Records to use:

PR #290, opened 2026-02-04
Fix cubic file unit detection for negative dimensions

### LINKED ISSUE #260: Gaussian Cube File Shape
Working with proteins generates Gaussian cube files that are in angstrom. In particular, the pdb2pqr tool ["dx2cube"](https://pdb2pqr.readthedocs.io/en/v3.3.0/using/index.html#dx2cube)  converts the volumetric data from an electrostatic calculation into a Gaussian cube file.

This reports the shape in negative numbers, because it is in Angstrom. See the Gaussian cubegen documentation here: 

Image

This results in a error using `Grid.cubic.UniformGrid.readcube` because it assumes the shape is positive.
The easy fix is to take the absolute value of the shape, but I think it's important to return a flag indicating what units Bohr or Angstrom it is in.

Ao-chuba:
This PR fixes the unit detection logic in `UniformGrid.from_cube`. 
As discussed in the issue, there is a discrepancy between the Gaussian documentation and observed behavior:
- **Documentation**: States `N1 < 0` implies Bohr.
- **Observed (dx2cube)**: Generates files with `N1 < 0` that are in Angstroms.
- **Observed (cubegen)**: Generates files with `N1 > 0` that are in Bohr.

This PR aligns the reader with the observed behavior of tools like `dx2cube` and `cubegen`:
- `N1 < 0` → **Angstrom**
- `N1 >= 0` → **Bohr**

**src/grid/cubic.py**: Updated `UniformGrid.from_cube` to set `unit='angstrom'` when `shape0 < 0`.
**src/grid/tests/test_cubic.py**: Added `test_read_negative_shape` to verify that negative dimensions are correctly interpreted as Angstroms.

closes #260

### DIFF
--- a/.github/workflows/pytest.yaml
+++ b/.github/workflows/pytest.yaml
@@ -18,7 +18,7 @@ jobs:
       matrix:
         # os: ["ubuntu-latest", "windows-latest", "macos-latest"]
         os: ["ubuntu-latest", "windows-latest"]
-        py: ["3.9", "3.10", "3.11", "3.12", "3.13"]
+        py: ["3.10", "3.11", "3.12", "3.13"]
 
     steps:
       - uses: "actions/checkout@v6"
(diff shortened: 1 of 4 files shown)


marco-2023:
We are doing that on #291

PR #291, opened 2026-02-06
Fix spherical harmonics for new SciPy sph_harm_y API

marco-2023:
Replace deprecated sph_harm with sph_harm_y and update argument ordering to match SciPy’s azimuth/polar convention. Ensure magnetic quantum numbers are always integers, and construct negative-m real harmonics from the imaginary part of positive-m modes.

Simplify HORTON-2 m ordering and fix derivative evaluation to avoid invalid float m values. This restores compatibility with SciPy ≥1.17 and fixes test failures.

### DIFF
--- a/src/grid/utils.py
+++ b/src/grid/utils.py
@@ -573,7 +573,7 @@ def generate_real_spherical_harmonics_scipy(l_max: int, theta: np.ndarray, phi: 
         # generate order m=negative real spherical harmonic: sqrt(2) * (-1)^m * Im(Y_l^m)
         neg_real_sph = (
             np.sqrt(2)
-            * (-1) ** np.abs(m_list_p[:, None])
+            * (-1) ** m_list_p[:, None]
             * sph_harm_y(
                 l_val, m_list_p[:, None], phi, theta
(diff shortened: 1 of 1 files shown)


marco-2023:
> I'm going to approve this, but I still think we should contemplate refactoring to use sph_harm_y_all

At the beginning, I wanted to migrate to the new way of computing the spherical armonics changing as little as possible. But I agree with refactoring towards `sph_harm_y_all` instead. I will take care of it here.

Ao-chuba:
@marco-2023 
Just to confirm - PR #291 will be merged first, right? That should resolve the SciPy related errors currently showing up in #290. 
Do I need to take any action for PR #290, or should I wait for the changes to be updated from your side first?

PaulWAyers (approved):
LGTM

PaulWAyers:
@marco-2023 maybe make a new issue for the refactor to sph_harm_y_all. It can even be a (small) GSoC project, but it is also probably really easy for you or @Ao-chuba to do it at this stage, knowing the code as y'all do.

PR #293, opened 2026-02-10
Add lattice rules for (hyper)cubic grid integration

### LINKED ISSUE #241: Lattice rules for (hyper)cubic grids
Among the most efficient ways to integrate of a (hyper)cube are the [lattice rules](https://link.springer.com/book/10.1007/978-3-031-09951-9). There are several choices here, but probabilty the [embedded lattice rules](https://www.maths.unsw.edu.au/sites/default/files/amr06_35_0.pdf) are the easiest to implement, and they have [been tabulated](https://web.maths.unsw.edu.au/~fkuo/lattice/index.html).

For a (simpler) lead reference, I recommend the [early paper from Sloan](https://epubs.siam.org/doi/epdf/10.1137/0724010).

It would be good to use lattice rules as an alternative for integration over a cube or (after an affine transformation) an arbitrary parallelepiped. I'm much less sure that higher-dimensions are supported, but it is easy to support arbitrary-dimensional integration on a parallelepiped (beyond $d=3000$, which is more than enough!) with a lattice rule.  Interpolation is also relatively straightforward, as it is a generalization of the current structure with specially selected vectors.

Ao-chuba:
This PR implements lattice rules for efficient numerical integration over (hyper)cubic grids, addressing issue #241 .

Following the references provided in the issue ([Sloan's paper](https://www.maths.unsw.edu.au/sites/default/files/amr06_35_0.pdf) and the [UNSW lattice rules database](https://web.maths.unsw.edu.au/~fkuo/lattice/)), I've implemented rank-1 lattice rules as a new integration method.
**Implementation :**

- New Lattice class using tabulated generating vectors from [UNSW database](https://web.maths.unsw.edu.au/~fkuo/lattice/)
- Supports embedded lattice rules (powers of 2, up to 2²⁰ points)
- Equal-weight integration with formula: $\mathbf{x}_k = { \frac{k \cdot \mathbf{z}}{n} }$
- Works with arbitrary parallelepipeds via affine transformation
- Supports up to 50 dimensions (extensible to 3600+ if needed)
- Includes basic interpolation via `scipy.interpolate.LinearNDInterpolator`

**Testing:**

- Input validation, point generation, integration accuracy
- Embedded property verification, interpolation, file I/O
Screenshot 2026-02-11 023415
closes #241

### DIFF
--- a/src/grid/__init__.py
+++ b/src/grid/__init__.py
@@ -29,6 +29,7 @@ from grid.becke import *
 from grid.cubic import *
 from grid.hirshfeld import *
 from grid.angular import *
+from grid.lattice import *
 from grid.molgrid import *
 from grid.ode import *
 from grid.onedgrid import *
--- a/src/grid/lattice.py
+++ b/src/grid/lattice.py
@@ -1,0 +1,307 @@
+# GRID is a numerical integration module for quantum chemistry.
+#
+# Copyright (C) 2011-2019 The GRID Development Team
+#
+# This file is part of GRID.
+#
+# GRID is free software; you can redistribute it and/or
+# modify it under the terms of the GNU General Public License
+# as published by the Free Software Foundation; either version 3
+# of the License, or (at your option) any later version.
+#
+# GRID is distributed in the hope that it will be useful,
+# but WITHOUT ANY WARRANTY; without even the implied warranty of
+# MERCHANTABILITY or FITNESS FOR A PARTICULAR PURPOSE.  See the
+# GNU General Public License for more details.
+#
+# You should have received a copy of the GNU General Public License
+# along with this program; if not, see <http://www.gnu.org/licenses/>
+# --
+r"""Lattice Rules for Integration on (Hyper)Cubic Grids."""
+
+import numpy as np
+from scipy.interpolate import LinearNDInterpolator
+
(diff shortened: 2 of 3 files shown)


PaulWAyers:
@marco-2023 we should maybe talk about this next week?

Ao-chuba:
The Windows CI failure (`Python 3.12 on OS windows-latest`) is **not** caused by this PR.
its failing in `test_angular.py::test_orthogonality_of_spherical_harmonic_at_high_degrees`  the cause being The test sets `degree = 88 * 2`, calling `generate_real_spherical_harmonics(l_max=88)` with 15,756 grid points. At [`utils.py:655`](https://github.com/theochem/grid/blob/master/src/grid/utils.py#L655):

> spherical_harm = np.zeros(((l_max + 1) ** 2, numb_pts), dtype=np.longdouble)`

as for lattice test all pass.
image

@PaulWAyers @marco-2023

Ao-chuba:
After looking into it more  the CI failure was actually caused by the additional tests I added in that commit specifically `test_error_convergence` which created large grids consuming extra memory on the Windows runner. The angular test was right at the memory boundary, and the additional tests tipped it over. After reverting, the CI is green again.

PR #300, opened 2026-04-27
Phase out tox

marco-2023:
Grid was using `pyproject.toml` and `tox.ini` as duplicated sources of truth for package configuration. 
This PR sets  `pyproject.toml` as the only source of truth.


PaulWAyers (approved):
Thanks Marco.

PR #135, opened 2023-12-26
Windows adaptation: Fixed some error points in Windows systems

ghost:


tipiirai:
Oh gosh. I guess I merged these issues (after a lengthy Christmas break)  in the wrong order and this now causes a merge conflict. Can you check again? 🙏 This is super important because I cannot debug Windows issues personally!

fritx:
> because I cannot debug Windows issues personally!

I've tried to setup Windows CI, here is an WIP [preview](https://github.com/fritx/nue/commits/ci-win-only/) !

Before git cherry-pick this PR: https://github.com/fritx/nue/actions/runs/7399718947/job/20131776062
After git-cherrypick: https://github.com/fritx/nue/actions/runs/7399792114/job/20132011501

Seems the `YAML parse error in site.yaml` error gone with this fix.

However, the Windows CI test still got a lot to fix, seems like most of them are just path issues like:

image

See: https://github.com/fritx/nue/actions/runs/7399792114/job/20132011501  @tipiirai

packages/nuekit/src/init.js
```diff
@@ -22,7 +23,10 @@ export async function init({ dist, is_dev, esbuild }) {
     return await fs.stat(latest)
 
   } catch {
-    await fs.rmdir(outdir, { recursive: true })
+    try {
+      await fs.rm(outdir, { recursive: true })
+    } catch {}
```
fritx: Is this try/catch necessary? 
I cherry-pick this commit without the try/catch here, seems no problem here
See https://github.com/nuejs/nue/pull/135#issuecomment-1875652749

caesar1shi: When the target file does not exist, the program will crash on my end.

fritx: Makes sense. there are also lots of code like this: https://github.com/search?q=%22fs.rm%22+%22%7D+catch+%7B%7D%22&ref=opensearch&type=code

fritx: > When the target file does not exist

Also, should we pass a `force: true` to `fs.rm` ?
https://nodejs.org/api/fs.html
> force [`<boolean>`](https://developer.mozilla.org/en-US/docs/Web/JavaScript/Data_structures#Boolean_type) When true, exceptions will be ignored if path does not exist. Default: false.

packages/nuekit/src/site.js
```diff
@@ -84,7 +85,7 @@ export async function createSite(args) {
       return to
 
     } catch (e) {
-      if (e.errno != NOT_FOUND) throw e
+      if (e.errno != NOT_FOUND && e.errno!= ENOENT) throw e
```
nobkd:
```suggestion
      if (e.errno != NOT_FOUND && e.errno != ENOENT) throw e
```

packages/nuekit/src/site.js
```diff
@@ -99,7 +100,7 @@ export async function createSite(args) {
       !is_bulk && !self.is_empty && log(join(dir, base))
 
     } catch (e) {
-      if (e.errno != NOT_FOUND) throw e
+      if (e.errno != NOT_FOUND && e.errno!= ENOENT) throw e
```
nobkd:
```suggestion
      if (e.errno != NOT_FOUND && e.errno != ENOENT) throw e
```

packages/nuekit/src/site.js
```diff
@@ -127,7 +128,7 @@ export async function createSite(args) {
         })
 
       } catch (e) {
-        if (e.errno != NOT_FOUND) return console.error(e)
+        if (e.errno != NOT_FOUND && e.errno!= ENOENT) return console.error(e)
```
nobkd:
```suggestion
        if (e.errno != NOT_FOUND && e.errno != ENOENT) return console.error(e)
```

packages/nuekit/src/site.js
```diff
@@ -198,7 +199,7 @@ export async function createSite(args) {
         const html = await read(path)
         lib.push(...parseNue(html))
       } catch (e) {
-        if (e.errno != NOT_FOUND) {
+        if (e.errno != NOT_FOUND && e.errno!= ENOENT) {
```
nobkd:
```suggestion
        if (e.errno != NOT_FOUND && e.errno != ENOENT) {
```

nobkd (commented):
Looks great! I would only change some code style, as suggested here and maybe do fs.rm with force as noted by fritx

packages/nuekit/src/init.js
```diff
@@ -10,7 +10,8 @@ export async function init({ dist, is_dev, esbuild }) {
 
   // directories
   const cwd = process.cwd()
-  const srcdir = new URL('.', import.meta.url).pathname
+  const pathname = new URL('.', import.meta.url).pathname
+  const srcdir = pathname.startsWith('/') ? pathname.slice(1) : pathname
```
fritx: image

Seems this change can fail tests on non-Win OS

packages/nuekit/src/init.js
```diff
@@ -10,7 +10,8 @@ export async function init({ dist, is_dev, esbuild }) {
 
   // directories
   const cwd = process.cwd()
-  const srcdir = new URL('.', import.meta.url).pathname
+  const pathname = new URL('.', import.meta.url).pathname
+  const srcdir = process.platform === "win32" && pathname.startsWith('/')  ? pathname.slice(1) : pathname
```
nobkd:
```suggestion
  const srcdir = process.platform === "win32" && pathname.startsWith('/') ? pathname.slice(1) : pathname
```

tipiirai:
Thank you, guys!

PR #136, opened 2023-12-29
Fix cli init mkdir missing recursive: true and error message not showing

fritx:
Apperance:
`$ nue` does nothing but exits

Steps to reproduce:
```sh
cd create-nue/simple-blog
nue  # here nue is linked from my local nue directory (nuekit@0.1.6 - 310d51f)
```

Before fix:
image

After fix:
image


tipiirai:
Super. Thanks

PR #137, opened 2023-12-29
Fix back button popstate not working on the first pushState

fritx:
Apperance:
The back button does not work right after the first link navigation, but begins to work after the second navigation.
( Tried Chrome 120.0.6099.129 and Safari 16.6 (17615.3.12.11.3, 17615) )

Reason:
The first popstate e.state=null, and getting path=undefined
image

Steps to reproduce:
```sh
cd simple-blog
# both
nue
# and
nue build --production
nue serve --production
```

Fix Approach:
~~Record the `initial_path` and use it when path is undefined.~~

~~Or maybe, just `loadPage(location.pathname)`, regardless of e.state.path ? ref: https://github.com/fritx/silent/blob/2x/blog/vendor/blog.js#L409-L413~~

ref: window.onpopstate, event.state == null?
https://stackoverflow.com/questions/11092736/window-onpopstate-event-state-null

### DIFF
--- a/packages/nuekit/src/browser/page-router.js
+++ b/packages/nuekit/src/browser/page-router.js
@@ -69,6 +69,11 @@ export function setSelected(path, className='selected') {
 }
 
 
+// Fix: window.onpopstate, event.state == null?
+// https://stackoverflow.com/questions/11092736/window-onpopstate-event-state-null
+is_browser && history.pushState({ path: location.pathname }, 0)
+
+
 // autoroute / document clicks
 is_browser && onclick(document, (path) => {
   loadPage(path)


tipiirai:
Thank you @fritx. These fixes are great!

tanwwg:
I don't think it's fixed yet, I get null null whenever I hit the back button on 0.3.3.

fritx:
Still: window.onpopstate, event.state == null?
https://stackoverflow.com/questions/11092736/window-onpopstate-event-state-null

Looks like calling `history.pushState(initialState)` **twice** is more reliable. Thoughts? cc @nobkd 
I'm not sure as I tried it only once and it worked fine on my side.

PR #139, opened 2023-12-30
Fix all tests with `bun test`

fritx:
Before fix:
image

After fix:
image

Steps to reproduce:
```sh
cd nuejs/nue
bun install
bun test
```

Description:
1. Replace `..` with `../index.js` in `compile.test` and `render.test`, ref: https://github.com/nuejs/nue/commit/4e77356cbc487be8af2a55081e3a001b7dfef02f#r135937470
1. `write()` is async and should be awaited
1. [bun] `workspace` should be `packages/*` (consistent with pnpm-workspace.yaml), otherwise `bun/npm install` will not install dependencies of nuekit
1. [bun] `esbuild` is required while `bun test` and should be added to `nuekit/devDependencies`
1. [bun] bun.lockb changed (we can git-diff via some configs, ref: https://bun.sh/docs/install/lockfile)


nobkd:
https://github.com/nuejs/nue/blob/854f20f53aecd8f32d87860b760cd24b8f1a3209/packages/nuejs/test/compile.js#L2

This line above also uses `..`-import. It's probably better to be consistent and use `../index.js` everywhere. (Even if nothing fails with the current)
What do you think?

fritx:
> This line above also uses `..`-import. It's probably better to be consistent and use `../index.js` everywhere. (Even if nothing fails with the current) What do you think?

Excellent! I'm agreed. Just pushed again. @nobkd

tipiirai:
Super cool. Thank you

tipiirai:
Thanks. I am so happy to get these important fixes/additions.

tipiirai:
@fritx I was thinking of not introducing esbuild as a devDependency, because it's such a big package. Maybe have the test 
 task load esbuild asynchronously and if found, only then run the test. What do you think?

fritx:
@tipiirai my pleasure. Yes, I was considering it hard too.

I ended up with requiring esbuild in devDeps and the testing, because I found it already in pnpm-lock.yaml: 
https://github.com/nuejs/nue/blob/master/pnpm-lock.yaml#L31-L34

> Maybe have the test
task load esbuild asynchronously and if found, only then run the test.

IMO, in principle, we should test all the features that the library supports. But we should still try a better way to remove it from `devDeps` (to keep simplicity).

Maybe move it to `optionalDeps` and ~~find a way to manually turn it on in CI testing~~ ( [it's already there](https://github.com/nuejs/nue/blob/master/packages/nuekit/test/kit.test.js#L236) ) ?

PR #140, opened 2023-12-31
fix(page-router): don't prevent opening `_blank` target

nobkd:
Preventing `_blank` target results in no new tab and therefore no action.


tipiirai:
Cool. Makes sense. Thanks!!

PR #144, opened 2024-01-01
feat: title_template config key

nobkd:
This allows to make titles in the format you like, e.g. containing site name.

The config could look like this:

```yaml
# site.yaml
title_template: '%s | My Site Name'
```


tipiirai:
Nice. This was actually pretty clever. Thank you!

PR #147, opened 2024-01-02
fix: add type to favicon field

### LINKED ISSUE #146: NueKit doesn't Generate Type for Favicon
When you use the `favicon` property in `site.yaml`, if you use a `PNG` file, NueKit doesn't generate `type="image/png"` in the `<link />`, and so the favicon doesn't work.

nobkd:
resolve #146

Adds the image type to the favicon field

### DIFF
--- a/packages/nuekit/src/layout.js
+++ b/packages/nuekit/src/layout.js
@@ -1,4 +1,5 @@
-
+import { extname } from 'node:path'
+import { TYPES } from './nueserver.js'
 
 export function renderHead(data, is_prod) {
   const {
@@ -53,7 +54,7 @@ export function renderHead(data, is_prod) {
   if (components) pushMeta('nue:components', components.map(uri => `${base}${uri}`).join(' '))
 
   // misc
-  if (favicon) head.push(`<link rel="shortcut icon" src="${favicon}">`)
+  if (favicon) head.push(`<link rel="shortcut icon" type="${TYPES[extname(favicon).slice(1)]}" src="${favicon}">`)
 
   // inline style
   inline_css.forEach(css => head.push(`<style href="${base}${css.path}">${ css.content }</style>`))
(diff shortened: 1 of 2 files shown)


packages/nuekit/src/layout.js
```diff
@@ -53,7 +54,7 @@ export function renderHead(data, is_prod) {
   if (components) pushMeta('nue:components', components.map(uri => `${base}${uri}`).join(' '))
 
   // misc
-  if (favicon) head.push(`<link rel="shortcut icon" src="${favicon}">`)
+  if (favicon) head.push(`<link rel="shortcut icon" type="${TYPES[extname(favicon).slice(1)]}" src="${favicon}">`)
```
fritx, line 57: maybe should to lower case here? otherwise, .PNG doesn't work

tipiirai: Nicely spotted TYPES in nueserver.js! I think it's good to merge like this for now. I think we should add a getMime() method to nueserver later.

tipiirai:
Thank you!

packages/nuekit/src/layout.js
nobkd: > maybe should to lower case here? otherwise, .PNG doesn't work

Agreed!

> Nicely spotted TYPES in nueserver.js!

:wink: 

> getMime() method to nueserver

Sounds good

Not sure, but it would be probably good to expand the list with [more common types](https://developer.mozilla.org/en-US/docs/Web/HTTP/Basics_of_HTTP/MIME_types/Common_types). 
It was quite interesting looking at a PDF in text format on the browser. Even though it is just the dev server.

nobkd: > `getMime()` method to nueserver

Maybe even a package, which has all the up-to-date types like [`mrmime`](https://github.com/lukeed/mrmime) or [`mime`](https://github.com/broofa/mime)?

Action item: Counting only lines that contain the string "fails", how many are there in the data above? Give the number alone.

Exercise output: 2